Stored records
PR #2162, opened 2016-12-10
build: avoid multiple refreshes when running unit tests locally

crisbeto:
Avoids Karma running tests multiple times when developing locally, due to it triggering a test run whenever a new file is written to disk. This change switches to manually spawning a Karma server and then running the tests by depending on Gulp's API instead.

For reference, here's what running tests on `master` looks like:
old

And here's what it looks like with the new changes:
new

### DIFF
--- a/test/karma.config.ts
+++ b/test/karma.config.ts
@@ -58,7 +58,7 @@ export function config(config) {
     port: 9876,
     colors: true,
     logLevel: config.LOG_INFO,
-    autoWatch: true,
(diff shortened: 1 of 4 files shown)


jelbourn:
LGTM

I tried it out, way way better. Thanks!

jelbourn:
@crisbeto can you rebase?

crisbeto:
Done @jelbourn.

■ **What to do**
Find the word "multiple" in the entries, and copy every line it shows up in.

■ **Exercise answer**
build: avoid multiple refreshes when running unit tests locally
Avoids Karma running tests multiple times when developing locally, due to it triggering a test run whenever a new file is written to disk. This change switches to manually spawning a Karma server and then running the tests by depending on Gulp's API instead.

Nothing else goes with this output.